PR #452, opened 2023-03-11
Add PROXY_MODE setting, remove ENABLE_IMPERSONATED_IDENTITY

imroc:
1. Add `PROXY_MODE`, the proxy mode of ztunnel, `node` or `sidecar`, default to `node`.
2. Remove `ENABLE_IMPERSONATED_IDENTITY`, replaced by `PROXY_MODE`.

When set `PROXY_MODE` to `sidecar`:
1. Only fetch cert for the current pod (from env `POD_NAME` and `POD_NAMESPACE`).
2. Disable impersonated identity when fetching cert.
3. Disable fast path (`DirectLocal`).
4. Disable recursion check.

Refers https://github.com/istio/ztunnel/pull/448#issuecomment-1464672506

cc @howardjohn @bleggett @hzxuzhonghu

### DIFF
--- a/src/workload.rs
+++ b/src/workload.rs
@@ -28,7 +28,7 @@ use tracing::{debug, error, info, instrument, trace};
 use xds::istio::security::Authorization as XdsAuthorization;
 use xds::istio::workload::Workload as XdsWorkload;
 
-use crate::config::ConfigSource;
+use crate::config::{ConfigSource, ProxyMode};
 use crate::identity::{Identity, SecretManager};
 use crate::metrics::Metrics;
 use crate::rbac::{Authorization, RbacScope};
@@ -320,27 +320,7 @@ impl WorkloadManager {
         });
         let workloads: Arc<Mutex<WorkloadStore>> = Arc::new(Mutex::new(WorkloadStore {
             cert_tx: Some(tx),
-            local_node: {
-                if config.enable_impersonated_identity {
-                    config.local_node.clone()
-                } else {
-                    None
-                }
-            },
-            local_pod: {
-                if config.enable_impersonated_identity {
-                    None
-                } else {
-                    config.local_pod.clone()
-                }
-            },
-            local_namespace: {
-                if config.enable_impersonated_identity {
-                    None
-                } else {
-                    config.local_pod_namespace.clone()
-                }
-            },
+            proxy_mode: config.proxy_mode.clone(),
             ..Default::default()
         }));
         let xds_workloads = workloads.clone();
@@ -592,13 +572,9 @@ pub struct WorkloadStore {
     #[serde(skip_serializing, default)]
     cert_tx: Option<mpsc::Sender<Identity>>,
 
-    // needed to determine whether or not to prefetch certs, will be None if ENABLE_IMPERSONATED_IDENTITY
-    // is set to false.
-    local_node: Option<String>,
-    // needed to determine whether or not to prefetch certs in serverless environment, will be None if
-    // ENABLE_IMPERSONATED_IDENTITY set to true.
-    local_pod: Option<String>,
-    local_namespace: Option<String>,
+    // needed to determine whether or not to prefetch certs
+    proxy_mode: ProxyMode,
+    local_node: Option<String>
 }
 
 impl WorkloadStore {
@@ -638,10 +614,8 @@ impl WorkloadStore {
                 }
             }
         }
-        if Some(&w.node) == self.local_node.as_ref()
-            || (Some(&w.name) == self.local_pod.as_ref()
-                && Some(&w.namespace) == self.local_namespace.as_ref())
-        {
+
+        if self.proxy_mode == ProxyMode::Node && Some(&w.node) == self.local_node.as_ref() {
             if let Some(tx) = self.cert_tx.as_mut() {
                 if let Err(e) = tx.try_send(widentity) {
                     info!("couldn't prefetch: {:?}", e)
--- a/src/workload.rs
+++ b/src/workload.rs
@@ -574,7 +574,7 @@ pub struct WorkloadStore {
 
     // needed to determine whether or not to prefetch certs
     proxy_mode: ProxyMode,
-    local_node: Option<String>
+    local_node: Option<String>,
 }
 
 impl WorkloadStore {
--- a/src/config.rs
+++ b/src/config.rs
@@ -27,8 +27,7 @@ use crate::identity;
 
 const KUBERNETES_SERVICE_HOST: &str = "KUBERNETES_SERVICE_HOST";
 const NODE_NAME: &str = "NODE_NAME";
-const POD_NAME: &str = "POD_NAME";
-const POD_NAMESPACE: &str = "POD_NAMESPACE";
+const PROXY_MODE: &str = "PROXY_MODE";
 const INSTANCE_IP: &str = "INSTANCE_IP";
 const CLUSTER_ID: &str = "CLUSTER_ID";
 const LOCAL_XDS_PATH: &str = "LOCAL_XDS_PATH";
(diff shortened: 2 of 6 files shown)


src/workload.rs
```diff
@@ -639,10 +620,14 @@ impl WorkloadStore {
...
             }
         }
-        if Some(&w.node) == self.local_node.as_ref()
-            || (Some(&w.name) == self.local_pod.as_ref()
-                && Some(&w.namespace) == self.local_namespace.as_ref())
-        {
+        let should_fetch: bool = match self.proxy_mode {
+            ProxyMode::Sidecar => {
+                Some(&w.name) == self.local_pod.as_ref()
+                    && Some(&w.namespace) == self.local_namespace.as_ref()
```
hzxuzhonghu, line 626: Curious if in sidecar node, whose certificate would ztunnel use?

imroc: > Curious if in sidecar node, whose certificate would ztunnel use?

@hzxuzhonghu Of course it is in the pod where the ztunnel is located (ztunnel is not an independent pod, but a sidecar container in the pod), the pod name and namespace comes from env `POD_NAME` and `POD_NAMESPACE` using downward api, just like the sidecar mode.

hzxuzhonghu: Then how could ztunnel be injected to workload container? And also curious why not sidecar in this case.

imroc: > Then how could ztunnel be injected to workload container? And also curious why not sidecar mode in this case.

@hzxuzhonghu The core reason is that we want to integrate ztunnel in the serverless environment. In our serverless environment, each pod occupies a lightweight virtual machine exclusively, and ztunnel cannot be deployed by daemonset.
We want to integrate ztunnel into serverless pods in a sidecar-like way and enable it by default at scale.
The reason for not using sidecar directly is that in large-scale scenarios, resource overhead and performance loss 
 of envoy cannot be ignored, which is not conducive to large-scale use.

imroc: > Then how could ztunnel be injected to workload container? 

@hzxuzhonghu In our case, ztunnel is a hidden sidecar container, injected by the serverless agent in the lightweight virtual machine at runtime, user can not see the ztunnel container in pod.

imroc: I believe that other similar serverless environments will also use the ability of `PROXY_MODE`=sidecar to integrate with ambient mesh.

hzxuzhonghu: Can you explain how L25 equals ` Some(&w.name) == self.local_pod.as_ref()`

imroc: It's compares the pod name, just like the node name comparison when `PROXY_MODE`=node:

```rust
Some(&w.node) == self.local_node.as_ref()
```

hzxuzhonghu: As you say workload and ztunel are two pods And w.name actually is not pod name just pod IP.

imroc: No, I'm talking about ztunnel and workload are the same pod. 

And w.name actually the pod name not pod IP, check this out: https://github.com/istio/ztunnel/blob/ac83b1c51e0f7d57162fad858acc76b2bb0546b4/proto/workload.proto#L22

bleggett (approved):
The logic and goal of this seems reasonable to me and this PR looks fine - I will defer to @hzxuzhonghu on the need for a design doc. I don't think it would hurt to write a quick one-pager expanding on your PR description and bringing it up during the Ambient WG meeting just to make people aware.

imroc:
@bleggett Thanks, it has been fully tested in our environment, works fine and perfectly solves our problem, I think that I also have the responsibility  to write a simple design doc to explain to everyone. I will take the time to write it today.

src/workload.rs
hzxuzhonghu: I guess the desc is not right, from istiod , I remember it is pod IP address

hzxuzhonghu (changes requested):
Confirmed, for workload the name is actually ip not pod name.
```
// Lookup finds a given IP address.
func (a *AmbientIndex) Lookup(ip string) []*model.WorkloadInfo {
	a.mu.RLock()
	defer a.mu.RUnlock()
	// First look at pod...
	if p, f := a.byPod[ip]; f {
		return []*model.WorkloadInfo{p}
	}
	// Fallback to service. Note: these IP ranges should be non-overlapping
	return a.byService[ip]
}
```

imroc:
> Confirmed, for workload the name is actually ip not pod name.
> 
> ```
> // Lookup finds a given IP address.
> func (a *AmbientIndex) Lookup(ip string) []*model.WorkloadInfo {
> 	a.mu.RLock()
> 	defer a.mu.RUnlock()
> 	// First look at pod...
> 	if p, f := a.byPod[ip]; f {
> 		return []*model.WorkloadInfo{p}
> 	}
> 	// Fallback to service. Note: these IP ranges should be non-overlapping
> 	return a.byService[ip]
> }
> ```

@hzxuzhonghu `AmbientIndex.byPod` is a map of pod ip to workload: https://github.com/istio/istio/blob/485c30041d30c85f7b82c9a362d256c6d7913ff1/pilot/pkg/serviceregistry/kube/controller/ambientindex.go#L55-L56

But it not means that `wl.Name` is the pod ip.

The ip comes from `v1.Pod.Status.IP`, not `wl.name`:

https://github.com/istio/istio/blob/485c30041d30c85f7b82c9a362d256c6d7913ff1/pilot/pkg/serviceregistry/kube/controller/ambientindex.go#L746

And the ip in `wl` is actually `wl.Address`, not `wl.Name`

src/workload.rs
howardjohn: there is Resource.Name and the "name" field in workload proto they are distinct things

src/workload.rs
```diff
@@ -639,10 +620,14 @@ impl WorkloadStore {
                 }
             }
         }
-        if Some(&w.node) == self.local_node.as_ref()
-            || (Some(&w.name) == self.local_pod.as_ref()
-                && Some(&w.namespace) == self.local_namespace.as_ref())
-        {
+        let should_fetch: bool = match self.proxy_mode {
+            ProxyMode::Sidecar => {
```
howardjohn, line 624: For sidecar we can just always pre-getch our own identity, even before we get xds response. This is simpler and faster

imroc: Yes, I think so, let me optimize it in the next PR, ok?

howardjohn: I am a bit concerned with doing any pre-fetching in sidecar mode. can we change this to never do it for sidecars mode in the short term then?

hzxuzhonghu:
>And the ip in wl is actually wl.Address, not wl.Name

my mistake

src/workload.rs
imroc: > can we change this to never do it for sidecars mode in the short term then?

@howardjohn  OK, I changed to not pre-fetch cert in sidecar mode, and tested in the real environment, for the first request, there is not much performance impact.

howardjohn:
I skimmed it, looks good overall, will review closely and probably approve
tomorrow. Would be good to start adding tests for this as well

imroc:
Now the PR is ready, the main changes were merged into this commit:

```txt
Add PROXY_MODE setting, remove ENABLE_IMPERSONATED_IDENTITY

1. Add PROXY_MODE, the proxy mode of ztunnel, "node" or "sidecar", default to "node".
2. Remove ENABLE_IMPERSONATED_IDENTITY, replaced by PROXY_MODE.

When set PROXY_MODE to "sidecar":
1. Disable pre-fetching cert.
2. Disable impersonated identity when fetching cert.
3. Disable fast path (DirectLocal).
4. Disable recursion check.
```

And CI failed with some clippy blames, which is not related to this PR, a new commit is added to fix clippy errors:

```txt
Fix clippy blames.

1. Remove the unnecessary `let` binding, return the
   expression directly.
2. Remove the unnecessary conversion to the same
   type: `std::str::Lines<'_>`, delete `.into_iter()`.

```

imroc:
> Would be good to start adding tests for this as well.

OK, I'll take the time to add the tests.

howardjohn (approved):

hzxuzhonghu (approved):

PR #454, opened 2023-03-13
Remove redudent match in workload::byte_to_ip()

imroc:
Case `0` is not specical, already been handled properly in the following match:
```rust
n => Err(WorkloadError::ByteAddressParse(n)),
```


imroc:
Case `0` is not specical, already been handled properly in the following match:
```rust
n => Err(WorkloadError::ByteAddressParse(n)),
```

hzxuzhonghu (approved):

PR #455, opened 2023-03-13
Revert "Support setting: DISABLE_IMPERSONATED_IDENTITY"

hzxuzhonghu:
Reverts istio/ztunnel#442

In favor of new design https://github.com/istio/ztunnel/pull/452


imroc:
I think we don't need revert, new PR #452  is based on master, which has #443 merged

hzxuzhonghu:
Because i do not think we can achieve a consensus soon

PR #1505, opened 2025-04-03
Regenerate certs with a valid CA

howardjohn:
The current root we use doesn't declare itself as supporting
keyCertSigning, which is rejected in some more strict usages. Regenerate
it with the constraint


ilrudie (approved):
LGTM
= = = = =
Task to carry out: Find all the lines with "Confirmed" in the data and copy them.

Task solution:
Confirmed, for workload the name is actually ip not pod name.
> Confirmed, for workload the name is actually ip not pod name.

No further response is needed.